Dataset items
# # # #

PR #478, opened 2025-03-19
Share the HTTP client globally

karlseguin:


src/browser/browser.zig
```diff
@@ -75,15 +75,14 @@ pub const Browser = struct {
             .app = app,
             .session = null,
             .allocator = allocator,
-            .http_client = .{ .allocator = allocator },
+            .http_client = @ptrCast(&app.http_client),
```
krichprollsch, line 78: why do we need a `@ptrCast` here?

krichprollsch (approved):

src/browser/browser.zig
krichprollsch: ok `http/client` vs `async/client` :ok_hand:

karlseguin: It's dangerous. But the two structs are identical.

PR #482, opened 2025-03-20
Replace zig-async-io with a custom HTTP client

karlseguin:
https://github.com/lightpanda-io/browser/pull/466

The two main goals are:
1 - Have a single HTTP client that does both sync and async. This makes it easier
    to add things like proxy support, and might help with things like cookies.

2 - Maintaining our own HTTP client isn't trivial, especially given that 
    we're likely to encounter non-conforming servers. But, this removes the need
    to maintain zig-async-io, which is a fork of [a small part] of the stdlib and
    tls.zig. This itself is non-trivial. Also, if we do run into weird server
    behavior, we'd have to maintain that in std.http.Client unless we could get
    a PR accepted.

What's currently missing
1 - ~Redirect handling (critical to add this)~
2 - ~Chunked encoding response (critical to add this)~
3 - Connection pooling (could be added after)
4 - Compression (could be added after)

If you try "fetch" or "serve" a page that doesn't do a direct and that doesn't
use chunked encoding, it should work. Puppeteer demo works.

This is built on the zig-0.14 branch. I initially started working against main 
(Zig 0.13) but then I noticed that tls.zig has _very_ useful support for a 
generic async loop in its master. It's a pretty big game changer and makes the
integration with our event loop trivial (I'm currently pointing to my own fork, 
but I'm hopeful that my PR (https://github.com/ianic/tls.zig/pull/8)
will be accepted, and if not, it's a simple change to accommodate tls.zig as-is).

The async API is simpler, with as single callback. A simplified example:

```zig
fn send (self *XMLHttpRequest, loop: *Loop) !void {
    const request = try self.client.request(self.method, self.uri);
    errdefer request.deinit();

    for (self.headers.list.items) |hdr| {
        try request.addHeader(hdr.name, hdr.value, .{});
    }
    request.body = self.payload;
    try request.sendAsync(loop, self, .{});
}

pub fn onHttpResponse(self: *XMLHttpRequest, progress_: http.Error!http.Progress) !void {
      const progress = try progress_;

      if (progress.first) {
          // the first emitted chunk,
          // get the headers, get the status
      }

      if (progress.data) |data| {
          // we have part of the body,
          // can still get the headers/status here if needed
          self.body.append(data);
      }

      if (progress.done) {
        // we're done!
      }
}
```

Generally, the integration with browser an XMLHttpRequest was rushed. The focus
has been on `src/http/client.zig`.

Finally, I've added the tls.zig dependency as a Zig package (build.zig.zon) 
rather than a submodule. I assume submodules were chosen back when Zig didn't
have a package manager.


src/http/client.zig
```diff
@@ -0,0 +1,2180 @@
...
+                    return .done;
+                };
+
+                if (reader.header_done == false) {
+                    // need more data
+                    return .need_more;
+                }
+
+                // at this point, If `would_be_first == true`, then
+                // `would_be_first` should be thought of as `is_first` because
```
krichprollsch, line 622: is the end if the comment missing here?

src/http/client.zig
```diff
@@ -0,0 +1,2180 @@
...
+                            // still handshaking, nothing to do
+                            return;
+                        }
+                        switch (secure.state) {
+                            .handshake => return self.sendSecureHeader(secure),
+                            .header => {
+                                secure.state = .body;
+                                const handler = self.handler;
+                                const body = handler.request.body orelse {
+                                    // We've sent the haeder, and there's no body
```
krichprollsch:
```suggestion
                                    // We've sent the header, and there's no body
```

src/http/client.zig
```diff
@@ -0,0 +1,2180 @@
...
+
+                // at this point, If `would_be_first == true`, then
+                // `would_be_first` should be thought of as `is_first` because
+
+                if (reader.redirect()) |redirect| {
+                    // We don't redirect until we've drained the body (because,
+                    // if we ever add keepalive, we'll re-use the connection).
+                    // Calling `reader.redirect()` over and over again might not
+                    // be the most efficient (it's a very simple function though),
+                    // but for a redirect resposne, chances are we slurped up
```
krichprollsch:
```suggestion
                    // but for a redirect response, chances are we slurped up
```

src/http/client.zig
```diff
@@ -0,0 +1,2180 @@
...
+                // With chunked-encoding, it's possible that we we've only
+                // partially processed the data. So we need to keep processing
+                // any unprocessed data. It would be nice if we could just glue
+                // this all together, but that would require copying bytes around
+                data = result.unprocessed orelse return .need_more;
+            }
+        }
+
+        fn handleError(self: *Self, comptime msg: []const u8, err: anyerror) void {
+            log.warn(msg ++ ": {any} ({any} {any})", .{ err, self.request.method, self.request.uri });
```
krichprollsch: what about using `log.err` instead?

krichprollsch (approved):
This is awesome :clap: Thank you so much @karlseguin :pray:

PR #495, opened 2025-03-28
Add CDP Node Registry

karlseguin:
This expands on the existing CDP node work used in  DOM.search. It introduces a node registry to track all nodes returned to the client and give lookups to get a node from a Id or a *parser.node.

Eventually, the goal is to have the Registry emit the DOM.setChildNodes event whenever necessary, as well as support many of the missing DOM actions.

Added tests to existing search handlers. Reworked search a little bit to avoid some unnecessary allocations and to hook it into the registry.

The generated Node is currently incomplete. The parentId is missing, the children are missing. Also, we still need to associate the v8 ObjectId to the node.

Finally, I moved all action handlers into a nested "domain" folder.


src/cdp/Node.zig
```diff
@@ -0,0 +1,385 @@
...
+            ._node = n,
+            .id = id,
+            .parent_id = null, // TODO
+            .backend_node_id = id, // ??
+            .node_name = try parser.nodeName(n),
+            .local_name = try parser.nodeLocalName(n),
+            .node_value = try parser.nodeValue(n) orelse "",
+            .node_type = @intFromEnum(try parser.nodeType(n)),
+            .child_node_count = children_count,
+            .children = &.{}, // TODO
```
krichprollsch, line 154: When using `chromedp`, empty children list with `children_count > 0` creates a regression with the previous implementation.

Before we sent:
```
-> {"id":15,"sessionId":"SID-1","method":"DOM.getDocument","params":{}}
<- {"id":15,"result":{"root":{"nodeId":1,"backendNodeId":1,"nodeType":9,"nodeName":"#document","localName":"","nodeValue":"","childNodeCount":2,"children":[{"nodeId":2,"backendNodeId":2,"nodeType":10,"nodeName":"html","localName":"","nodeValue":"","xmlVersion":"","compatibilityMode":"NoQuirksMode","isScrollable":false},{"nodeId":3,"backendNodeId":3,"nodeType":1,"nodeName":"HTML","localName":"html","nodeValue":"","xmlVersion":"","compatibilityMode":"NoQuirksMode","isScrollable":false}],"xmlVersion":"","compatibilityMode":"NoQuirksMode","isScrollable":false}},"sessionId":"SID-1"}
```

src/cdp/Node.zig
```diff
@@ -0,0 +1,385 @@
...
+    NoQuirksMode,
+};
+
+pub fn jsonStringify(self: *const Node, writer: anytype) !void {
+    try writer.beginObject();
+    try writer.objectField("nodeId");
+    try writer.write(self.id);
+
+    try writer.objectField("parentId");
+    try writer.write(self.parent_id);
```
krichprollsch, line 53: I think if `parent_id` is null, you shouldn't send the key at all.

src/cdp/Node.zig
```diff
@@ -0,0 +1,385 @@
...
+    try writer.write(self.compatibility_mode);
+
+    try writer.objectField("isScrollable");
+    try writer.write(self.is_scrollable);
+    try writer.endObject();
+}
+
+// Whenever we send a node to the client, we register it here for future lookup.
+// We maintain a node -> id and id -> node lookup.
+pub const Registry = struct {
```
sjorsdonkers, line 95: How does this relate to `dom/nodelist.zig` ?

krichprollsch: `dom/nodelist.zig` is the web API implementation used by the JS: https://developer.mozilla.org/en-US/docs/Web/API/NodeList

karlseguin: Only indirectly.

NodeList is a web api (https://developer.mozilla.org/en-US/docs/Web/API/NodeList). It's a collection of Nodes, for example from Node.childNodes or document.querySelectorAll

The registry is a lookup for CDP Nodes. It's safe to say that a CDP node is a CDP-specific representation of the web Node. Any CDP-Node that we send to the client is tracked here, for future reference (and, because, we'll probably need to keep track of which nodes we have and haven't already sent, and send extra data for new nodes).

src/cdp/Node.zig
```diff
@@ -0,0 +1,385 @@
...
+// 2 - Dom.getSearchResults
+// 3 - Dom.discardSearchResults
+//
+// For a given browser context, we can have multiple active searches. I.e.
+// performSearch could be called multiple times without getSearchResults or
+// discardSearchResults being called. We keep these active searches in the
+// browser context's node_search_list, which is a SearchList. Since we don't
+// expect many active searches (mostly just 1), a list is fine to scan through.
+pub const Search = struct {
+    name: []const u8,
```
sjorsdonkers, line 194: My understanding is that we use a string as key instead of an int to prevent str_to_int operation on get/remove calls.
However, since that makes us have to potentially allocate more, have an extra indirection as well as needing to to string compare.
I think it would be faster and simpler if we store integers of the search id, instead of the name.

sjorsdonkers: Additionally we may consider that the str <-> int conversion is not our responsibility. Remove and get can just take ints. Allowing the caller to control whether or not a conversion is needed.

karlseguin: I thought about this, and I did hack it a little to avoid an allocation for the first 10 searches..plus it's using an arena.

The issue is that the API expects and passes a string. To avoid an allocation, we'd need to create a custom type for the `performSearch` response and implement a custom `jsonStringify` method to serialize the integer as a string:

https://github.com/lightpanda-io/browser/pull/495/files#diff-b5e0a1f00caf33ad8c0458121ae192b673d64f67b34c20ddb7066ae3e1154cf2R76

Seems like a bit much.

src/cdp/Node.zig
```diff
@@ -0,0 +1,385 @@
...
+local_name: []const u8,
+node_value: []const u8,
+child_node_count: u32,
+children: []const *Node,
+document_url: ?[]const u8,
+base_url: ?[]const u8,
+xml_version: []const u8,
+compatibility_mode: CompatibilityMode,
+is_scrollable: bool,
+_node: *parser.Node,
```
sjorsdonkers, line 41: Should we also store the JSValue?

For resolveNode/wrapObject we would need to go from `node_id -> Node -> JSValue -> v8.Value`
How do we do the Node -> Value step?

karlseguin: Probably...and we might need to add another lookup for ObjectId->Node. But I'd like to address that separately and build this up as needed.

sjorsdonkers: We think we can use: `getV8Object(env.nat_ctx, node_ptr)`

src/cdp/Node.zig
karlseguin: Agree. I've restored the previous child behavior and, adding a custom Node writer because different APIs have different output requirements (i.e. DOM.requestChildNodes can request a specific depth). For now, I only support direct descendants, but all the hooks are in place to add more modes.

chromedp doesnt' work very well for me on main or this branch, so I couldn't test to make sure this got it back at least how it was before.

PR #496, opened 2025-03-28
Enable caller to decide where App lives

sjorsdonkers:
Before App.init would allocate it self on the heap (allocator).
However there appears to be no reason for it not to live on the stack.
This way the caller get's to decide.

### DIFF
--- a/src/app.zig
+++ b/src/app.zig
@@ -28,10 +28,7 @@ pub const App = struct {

# # # #

## The problem
In your reply, restate exactly the lines from the start of the records above through the line holding "but I'm hopeful", including both, and nothing else.

## Answer area
PR #478, opened 2025-03-19
Share the HTTP client globally

karlseguin:


src/browser/browser.zig
```diff
@@ -75,15 +75,14 @@ pub const Browser = struct {
             .app = app,
             .session = null,
             .allocator = allocator,
-            .http_client = .{ .allocator = allocator },
+            .http_client = @ptrCast(&app.http_client),
```
krichprollsch, line 78: why do we need a `@ptrCast` here?

krichprollsch (approved):

src/browser/browser.zig
krichprollsch: ok `http/client` vs `async/client` :ok_hand:

karlseguin: It's dangerous. But the two structs are identical.

PR #482, opened 2025-03-20
Replace zig-async-io with a custom HTTP client

karlseguin:
https://github.com/lightpanda-io/browser/pull/466

The two main goals are:
1 - Have a single HTTP client that does both sync and async. This makes it easier
    to add things like proxy support, and might help with things like cookies.

2 - Maintaining our own HTTP client isn't trivial, especially given that 
    we're likely to encounter non-conforming servers. But, this removes the need
    to maintain zig-async-io, which is a fork of [a small part] of the stdlib and
    tls.zig. This itself is non-trivial. Also, if we do run into weird server
    behavior, we'd have to maintain that in std.http.Client unless we could get
    a PR accepted.

What's currently missing
1 - ~Redirect handling (critical to add this)~
2 - ~Chunked encoding response (critical to add this)~
3 - Connection pooling (could be added after)
4 - Compression (could be added after)

If you try "fetch" or "serve" a page that doesn't do a direct and that doesn't
use chunked encoding, it should work. Puppeteer demo works.

This is built on the zig-0.14 branch. I initially started working against main 
(Zig 0.13) but then I noticed that tls.zig has _very_ useful support for a 
generic async loop in its master. It's a pretty big game changer and makes the
integration with our event loop trivial (I'm currently pointing to my own fork, 
but I'm hopeful that my PR (https://github.com/ianic/tls.zig/pull/8)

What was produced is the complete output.